─── RECORDS TO PROCESS
PR #78, opened 2022-11-07
feat: SDK v2

levibostian:
Updates app to SDK v2
Closes: https://github.com/customerio/issues/issues/7525


Shahroz16:
I believe this is due to the fact we are making our SDK singleton, but just curious do we need to update SDK as `V3`? since we already marked those methods as `deprecated`? and we can even hack it around that every time a user tries to "create a separate instance using the deprecated method" we internally redirect the call to same `singleton` method?  We could mention that in the method as well. 

Don't have a strong opinion, just want to make sure we don't end up being on a very large SDK version or give users the impression that we make breaking changes very often.

levibostian:
Yes, [the changes I made currently introduces breaking changes and releasing a major version bump for this change](https://github.com/customerio/customerio-ios/pull/209).

matt-frizzell:
👍To Levi's comment on the version change. As we are making breaking changes, the removal of deprecated functions, developers must know that if they take this update their code could break if they are still relying on those previous items. 

In terms of perception, I do agree that we wouldn't want to misuse major versions and give the perception that we keep changing the underlying code in major ways, but the case we are talking about is appropriate. What IS good to try to do is pair something like the underlying singleton refactor with some enhancements as well. The work that is happening in customerio/issues/#8359 might be that enhancement to pair with the refactor.

Remote Habits/View/ConfigureCioSdkViewController.swift
```diff
@@ -105,9 +105,10 @@ class ConfigureCioSdkViewController: BaseViewController {
     // MARK: - Actions
 
     @IBAction func updateConfigButtonTapped(_ sender: UIButton) {
-        CustomerIO.config {
```
ami-aman, line 108: Is this also deprecated or you chose to implement it using appdelegate ? 🤔

levibostian: Also deprecated. You must now configure the SDK during the `initialize()` function instead of doing it at a later time. 

I am not remembering why we decided to make this change. I think we decided to do it before I left for parental leave so I am having a hard time remembering this change.

levibostian: Adding this for documentation reasons....

Outside of github you reminded me of why we are doing this change: for setting user-agent and for compatability with Android SDK for our RN SDK.

ami-aman (approved):

levibostian:
PR not yet ready to merge. There are bugs in v2 of the SDK that need to be deployed before this app is even able to build. 

At this time, I am trying to get the build to fail on the CI server. Since there is a known bug in 2.0.0-alpha.1 of the SDK, this app should not build successfully. I am trying to make sure the app does fail so we know we have a good test app moving forward.

PR #79, opened 2022-11-09
feat: add in-app event listener

levibostian:
- feat: add in-app event listener
- update from message opened to shown
- update lint to match SDK


lj-cio:
Update to fire an event when a listener is triggered.  Include the listener name as part of the event data so we can test all the different listeners.

PR #80, opened 2022-11-09
fix: fix in-app bug via gist 2.2.1

levibostian:


levibostian:
Bug has been fixed in SDK. Will be fixed in this app when we update the SDK version in it.

PR #82, opened 2023-01-09
ci: changes Slack deployment message channel

matt-frizzell:
Changes the Slack channel for deployment messages to the new mobile-deployments channel

See customerio/issues#9014


ami-aman (approved):
👍

levibostian (approved):

levibostian:
I don't see much value in having slack deployment messages for RH app. Also because we are deprecating the app, I think it's better for us to disable slack messages instead of trying to modify them. 

Closing. Re-open if someone believes this still adds value.

PR #88, opened 2023-06-06
ci: release stable app builds on push to main branch

levibostian:
Our TS team still uses RH. Therefore, it's important that this repo continues to publish stable builds. 

This PR [merges in the new iOS stable builds changes](https://github.com/customerio/customerio-ios/pull/332) into RH.


fastlane/Fastfile
```diff
@@ -1,6 +1,5 @@
-
 import_from_git(
   url: "https://github.com/customerio/customerio-ios.git",
-  branch: "main", # The branch to checkout on the repository.
+  branch: "levi/stable-builds-on-main", # The branch to checkout on the repository.
```
levibostian, line 3: Change to `main` [after this PR is merged](https://github.com/customerio/customerio-ios/pull/332)

.github/workflows/deploy-app.yml
```diff
@@ -1,52 +1,44 @@
...
+    - uses: actions/checkout@v3
+
+    - name: Set up Xcode to version we determine 
+      uses: maxim-lobanov/setup-xcode@v1
+      with:
+        xcode-version: 14
+
+    - name: Install CLI tools used in CI script 
+      run: |
+        brew install xcbeautify # used by fastlane for output
```
Shahroz16, line 24: can we somehow move this dependency in the fastlane setup? rather than github action workflow? because we have to duplicate it in all workflows.

Shahroz16 (approved):

.github/workflows/deploy-app.yml
levibostian: I agree that duplication in all of the workflows exists and is not ideal. 

Installing this tool is not the only place that we are duplicating work. We are also duplicating installing Android SDK and Xcode. 

Therefore, I like the solution of creating re-usable GitHub Action for our mobile team that does this installing. 

```yml
jobs:
  build-android-app:
    runs-on: ubuntu-latest
    steps:
      - uses: actions/checkout@v3
      - uses: customerio/mobile-ci/ios/build-setup@main
```

[I have that work as part of this ticket](https://github.com/customerio/issues/issues/9019#issuecomment-1376268269).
──────
**TASK TO CARRY OUT:**
Every entry shown above should be written out again without a single difference.

**EXERCISE RESPONSE:**
PR #78, opened 2022-11-07
feat: SDK v2

levibostian:
Updates app to SDK v2
Closes: https://github.com/customerio/issues/issues/7525


Shahroz16:
I believe this is due to the fact we are making our SDK singleton, but just curious do we need to update SDK as `V3`? since we already marked those methods as `deprecated`? and we can even hack it around that every time a user tries to "create a separate instance using the deprecated method" we internally redirect the call to same `singleton` method?  We could mention that in the method as well. 

Don't have a strong opinion, just want to make sure we don't end up being on a very large SDK version or give users the impression that we make breaking changes very often.

levibostian:
Yes, [the changes I made currently introduces breaking changes and releasing a major version bump for this change](https://github.com/customerio/customerio-ios/pull/209).

matt-frizzell:
👍To Levi's comment on the version change. As we are making breaking changes, the removal of deprecated functions, developers must know that if they take this update their code could break if they are still relying on those previous items. 

In terms of perception, I do agree that we wouldn't want to misuse major versions and give the perception that we keep changing the underlying code in major ways, but the case we are talking about is appropriate. What IS good to try to do is pair something like the underlying singleton refactor with some enhancements as well. The work that is happening in customerio/issues/#8359 might be that enhancement to pair with the refactor.

Remote Habits/View/ConfigureCioSdkViewController.swift
```diff
@@ -105,9 +105,10 @@ class ConfigureCioSdkViewController: BaseViewController {
     // MARK: - Actions
 
     @IBAction func updateConfigButtonTapped(_ sender: UIButton) {
-        CustomerIO.config {
```
ami-aman, line 108: Is this also deprecated or you chose to implement it using appdelegate ? 🤔

levibostian: Also deprecated. You must now configure the SDK during the `initialize()` function instead of doing it at a later time. 

I am not remembering why we decided to make this change. I think we decided to do it before I left for parental leave so I am having a hard time remembering this change.

levibostian: Adding this for documentation reasons....

Outside of github you reminded me of why we are doing this change: for setting user-agent and for compatability with Android SDK for our RN SDK.

ami-aman (approved):

levibostian:
PR not yet ready to merge. There are bugs in v2 of the SDK that need to be deployed before this app is even able to build. 

At this time, I am trying to get the build to fail on the CI server. Since there is a known bug in 2.0.0-alpha.1 of the SDK, this app should not build successfully. I am trying to make sure the app does fail so we know we have a good test app moving forward.

PR #79, opened 2022-11-09
feat: add in-app event listener

levibostian:
- feat: add in-app event listener
- update from message opened to shown
- update lint to match SDK


lj-cio:
Update to fire an event when a listener is triggered.  Include the listener name as part of the event data so we can test all the different listeners.

PR #80, opened 2022-11-09
fix: fix in-app bug via gist 2.2.1

levibostian:


levibostian:
Bug has been fixed in SDK. Will be fixed in this app when we update the SDK version in it.

PR #82, opened 2023-01-09
ci: changes Slack deployment message channel

matt-frizzell:
Changes the Slack channel for deployment messages to the new mobile-deployments channel

See customerio/issues#9014


ami-aman (approved):
👍

levibostian (approved):

levibostian:
I don't see much value in having slack deployment messages for RH app. Also because we are deprecating the app, I think it's better for us to disable slack messages instead of trying to modify them. 

Closing. Re-open if someone believes this still adds value.

PR #88, opened 2023-06-06
ci: release stable app builds on push to main branch

levibostian:
Our TS team still uses RH. Therefore, it's important that this repo continues to publish stable builds. 

This PR [merges in the new iOS stable builds changes](https://github.com/customerio/customerio-ios/pull/332) into RH.


fastlane/Fastfile
```diff
@@ -1,6 +1,5 @@
-
 import_from_git(
   url: "https://github.com/customerio/customerio-ios.git",
-  branch: "main", # The branch to checkout on the repository.
+  branch: "levi/stable-builds-on-main", # The branch to checkout on the repository.
```
levibostian, line 3: Change to `main` [after this PR is merged](https://github.com/customerio/customerio-ios/pull/332)

.github/workflows/deploy-app.yml
```diff
@@ -1,52 +1,44 @@
...
+    - uses: actions/checkout@v3
+
+    - name: Set up Xcode to version we determine 
+      uses: maxim-lobanov/setup-xcode@v1
+      with:
+        xcode-version: 14
+
+    - name: Install CLI tools used in CI script 
+      run: |
+        brew install xcbeautify # used by fastlane for output
```
Shahroz16, line 24: can we somehow move this dependency in the fastlane setup? rather than github action workflow? because we have to duplicate it in all workflows.

Shahroz16 (approved):

.github/workflows/deploy-app.yml
levibostian: I agree that duplication in all of the workflows exists and is not ideal. 

Installing this tool is not the only place that we are duplicating work. We are also duplicating installing Android SDK and Xcode. 

Therefore, I like the solution of creating re-usable GitHub Action for our mobile team that does this installing. 

```yml
jobs:
  build-android-app:
    runs-on: ubuntu-latest
    steps:
      - uses: actions/checkout@v3
      - uses: customerio/mobile-ci/ios/build-setup@main
```

[I have that work as part of this ticket](https://github.com/customerio/issues/issues/9019#issuecomment-1376268269).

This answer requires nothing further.